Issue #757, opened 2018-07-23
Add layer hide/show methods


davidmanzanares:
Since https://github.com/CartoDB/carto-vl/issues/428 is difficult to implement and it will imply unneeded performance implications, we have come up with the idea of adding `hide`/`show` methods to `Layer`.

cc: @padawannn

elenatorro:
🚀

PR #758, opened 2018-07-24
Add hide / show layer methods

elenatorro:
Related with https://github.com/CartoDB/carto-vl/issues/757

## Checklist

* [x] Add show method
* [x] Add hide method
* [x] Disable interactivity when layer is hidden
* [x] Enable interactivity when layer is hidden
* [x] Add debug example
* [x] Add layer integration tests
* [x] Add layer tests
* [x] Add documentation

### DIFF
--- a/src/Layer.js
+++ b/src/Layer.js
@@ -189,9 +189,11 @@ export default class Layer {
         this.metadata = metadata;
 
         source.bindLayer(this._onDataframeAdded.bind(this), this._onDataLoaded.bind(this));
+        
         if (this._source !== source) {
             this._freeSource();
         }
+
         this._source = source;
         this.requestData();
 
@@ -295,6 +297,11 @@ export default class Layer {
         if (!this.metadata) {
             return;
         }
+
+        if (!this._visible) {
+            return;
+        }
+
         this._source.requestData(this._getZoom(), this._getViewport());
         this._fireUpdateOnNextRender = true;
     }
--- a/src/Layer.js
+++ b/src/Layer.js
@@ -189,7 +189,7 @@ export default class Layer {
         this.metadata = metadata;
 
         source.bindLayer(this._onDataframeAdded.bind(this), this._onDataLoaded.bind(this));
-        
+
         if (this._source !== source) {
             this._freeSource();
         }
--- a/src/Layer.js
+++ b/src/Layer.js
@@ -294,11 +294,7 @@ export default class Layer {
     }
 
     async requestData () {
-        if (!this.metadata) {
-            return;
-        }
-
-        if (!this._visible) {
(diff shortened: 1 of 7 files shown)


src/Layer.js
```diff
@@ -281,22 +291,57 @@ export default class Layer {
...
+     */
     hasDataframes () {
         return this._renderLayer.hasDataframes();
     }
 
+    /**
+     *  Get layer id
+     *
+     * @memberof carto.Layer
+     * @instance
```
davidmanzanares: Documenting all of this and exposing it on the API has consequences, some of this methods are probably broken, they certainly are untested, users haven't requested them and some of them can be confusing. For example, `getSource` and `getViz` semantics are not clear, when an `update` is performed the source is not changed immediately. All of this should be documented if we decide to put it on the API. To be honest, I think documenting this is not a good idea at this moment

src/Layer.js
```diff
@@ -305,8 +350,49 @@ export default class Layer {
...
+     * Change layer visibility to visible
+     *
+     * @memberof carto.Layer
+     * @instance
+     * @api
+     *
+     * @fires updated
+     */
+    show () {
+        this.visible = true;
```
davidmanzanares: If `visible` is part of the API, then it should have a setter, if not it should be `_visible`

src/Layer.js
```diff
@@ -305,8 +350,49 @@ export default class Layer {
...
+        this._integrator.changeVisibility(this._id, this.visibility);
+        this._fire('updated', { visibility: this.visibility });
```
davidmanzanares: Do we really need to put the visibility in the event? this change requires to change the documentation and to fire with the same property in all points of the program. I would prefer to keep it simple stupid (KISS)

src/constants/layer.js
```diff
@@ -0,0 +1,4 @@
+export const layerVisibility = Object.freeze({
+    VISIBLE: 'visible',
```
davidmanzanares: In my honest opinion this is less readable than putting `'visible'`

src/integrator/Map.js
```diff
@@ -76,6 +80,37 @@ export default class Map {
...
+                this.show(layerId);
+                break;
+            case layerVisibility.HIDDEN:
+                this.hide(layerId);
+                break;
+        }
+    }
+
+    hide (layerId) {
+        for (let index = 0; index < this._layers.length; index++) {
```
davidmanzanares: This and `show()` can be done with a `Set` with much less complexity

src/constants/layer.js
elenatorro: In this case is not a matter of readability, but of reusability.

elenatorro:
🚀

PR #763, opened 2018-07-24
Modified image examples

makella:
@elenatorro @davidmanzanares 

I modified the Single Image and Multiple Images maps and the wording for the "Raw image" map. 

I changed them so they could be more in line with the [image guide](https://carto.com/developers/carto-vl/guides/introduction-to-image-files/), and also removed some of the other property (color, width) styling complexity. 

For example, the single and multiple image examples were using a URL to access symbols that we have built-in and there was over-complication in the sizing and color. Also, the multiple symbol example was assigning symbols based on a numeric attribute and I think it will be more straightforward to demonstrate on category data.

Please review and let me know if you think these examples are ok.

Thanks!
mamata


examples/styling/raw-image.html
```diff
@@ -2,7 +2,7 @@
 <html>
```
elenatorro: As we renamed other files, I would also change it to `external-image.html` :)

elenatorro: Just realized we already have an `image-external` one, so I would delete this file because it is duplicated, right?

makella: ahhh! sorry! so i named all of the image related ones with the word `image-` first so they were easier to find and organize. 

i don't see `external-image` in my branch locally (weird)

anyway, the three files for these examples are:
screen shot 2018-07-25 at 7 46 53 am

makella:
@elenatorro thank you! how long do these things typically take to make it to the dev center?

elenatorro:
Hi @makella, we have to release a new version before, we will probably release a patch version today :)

---*---

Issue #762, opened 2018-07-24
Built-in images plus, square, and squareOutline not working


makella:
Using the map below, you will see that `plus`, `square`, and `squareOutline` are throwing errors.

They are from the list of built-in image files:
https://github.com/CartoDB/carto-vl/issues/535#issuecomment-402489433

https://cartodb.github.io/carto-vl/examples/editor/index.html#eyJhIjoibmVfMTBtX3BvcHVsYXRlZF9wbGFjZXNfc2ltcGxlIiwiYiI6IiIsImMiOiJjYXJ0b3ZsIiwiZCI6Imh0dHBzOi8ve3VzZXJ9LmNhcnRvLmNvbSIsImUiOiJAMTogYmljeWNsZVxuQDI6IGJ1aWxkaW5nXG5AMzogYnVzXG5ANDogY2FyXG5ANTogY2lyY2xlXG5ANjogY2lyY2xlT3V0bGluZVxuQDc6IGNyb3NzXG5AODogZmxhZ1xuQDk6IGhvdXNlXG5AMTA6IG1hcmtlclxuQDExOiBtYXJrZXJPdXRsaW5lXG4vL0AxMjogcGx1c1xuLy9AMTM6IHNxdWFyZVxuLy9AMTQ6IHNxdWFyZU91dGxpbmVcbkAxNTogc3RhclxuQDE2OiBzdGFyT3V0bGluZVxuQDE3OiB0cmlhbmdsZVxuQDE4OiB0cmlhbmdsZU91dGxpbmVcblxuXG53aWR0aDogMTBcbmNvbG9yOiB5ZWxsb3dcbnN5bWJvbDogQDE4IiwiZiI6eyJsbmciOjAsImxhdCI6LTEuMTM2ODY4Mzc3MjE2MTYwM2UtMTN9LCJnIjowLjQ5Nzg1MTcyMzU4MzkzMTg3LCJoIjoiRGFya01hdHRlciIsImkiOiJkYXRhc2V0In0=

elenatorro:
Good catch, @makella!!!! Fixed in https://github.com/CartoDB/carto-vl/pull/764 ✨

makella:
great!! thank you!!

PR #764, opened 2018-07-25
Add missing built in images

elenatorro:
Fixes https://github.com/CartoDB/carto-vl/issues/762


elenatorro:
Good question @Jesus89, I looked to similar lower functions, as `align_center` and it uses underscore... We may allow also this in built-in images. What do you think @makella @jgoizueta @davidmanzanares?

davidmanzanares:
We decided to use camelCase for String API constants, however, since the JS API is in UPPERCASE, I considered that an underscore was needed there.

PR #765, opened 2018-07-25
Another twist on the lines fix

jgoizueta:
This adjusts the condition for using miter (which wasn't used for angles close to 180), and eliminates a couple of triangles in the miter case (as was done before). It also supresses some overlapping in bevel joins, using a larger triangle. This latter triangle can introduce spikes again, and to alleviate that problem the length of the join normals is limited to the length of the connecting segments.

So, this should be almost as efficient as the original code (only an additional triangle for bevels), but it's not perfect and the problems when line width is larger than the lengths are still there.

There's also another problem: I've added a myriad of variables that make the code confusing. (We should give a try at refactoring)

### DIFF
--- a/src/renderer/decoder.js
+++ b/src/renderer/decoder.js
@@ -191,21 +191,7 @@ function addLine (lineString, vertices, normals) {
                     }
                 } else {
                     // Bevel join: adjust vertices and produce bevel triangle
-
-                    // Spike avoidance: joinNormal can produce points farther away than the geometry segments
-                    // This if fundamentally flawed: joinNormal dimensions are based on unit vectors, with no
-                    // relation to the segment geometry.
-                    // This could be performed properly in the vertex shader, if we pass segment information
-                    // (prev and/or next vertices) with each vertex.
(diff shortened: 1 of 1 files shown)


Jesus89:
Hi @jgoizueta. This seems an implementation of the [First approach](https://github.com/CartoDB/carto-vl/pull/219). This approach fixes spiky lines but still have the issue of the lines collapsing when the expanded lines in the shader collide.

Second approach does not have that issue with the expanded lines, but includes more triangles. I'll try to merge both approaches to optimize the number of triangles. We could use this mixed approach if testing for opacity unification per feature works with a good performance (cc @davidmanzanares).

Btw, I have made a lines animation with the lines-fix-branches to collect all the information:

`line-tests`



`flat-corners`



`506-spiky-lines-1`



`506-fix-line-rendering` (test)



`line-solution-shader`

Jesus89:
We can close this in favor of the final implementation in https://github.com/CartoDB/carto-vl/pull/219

---*---

- **EXERCISE PROMPT**
Would you quote everything above from the line containing "Issue #757, opened 2018-07-23" down to the line containing "-295,6 +297,11 @@"? Include both of those lines and nothing else.

- **SOLUTION TO THIS PROBLEM**
Issue #757, opened 2018-07-23
Add layer hide/show methods


davidmanzanares:
Since https://github.com/CartoDB/carto-vl/issues/428 is difficult to implement and it will imply unneeded performance implications, we have come up with the idea of adding `hide`/`show` methods to `Layer`.

cc: @padawannn

elenatorro:
🚀

PR #758, opened 2018-07-24
Add hide / show layer methods

elenatorro:
Related with https://github.com/CartoDB/carto-vl/issues/757

## Checklist

* [x] Add show method
* [x] Add hide method
* [x] Disable interactivity when layer is hidden
* [x] Enable interactivity when layer is hidden
* [x] Add debug example
* [x] Add layer integration tests
* [x] Add layer tests
* [x] Add documentation

### DIFF
--- a/src/Layer.js
+++ b/src/Layer.js
@@ -189,9 +189,11 @@ export default class Layer {
         this.metadata = metadata;
 
         source.bindLayer(this._onDataframeAdded.bind(this), this._onDataLoaded.bind(this));
+        
         if (this._source !== source) {
             this._freeSource();
         }
+
         this._source = source;
         this.requestData();
 
@@ -295,6 +297,11 @@ export default class Layer {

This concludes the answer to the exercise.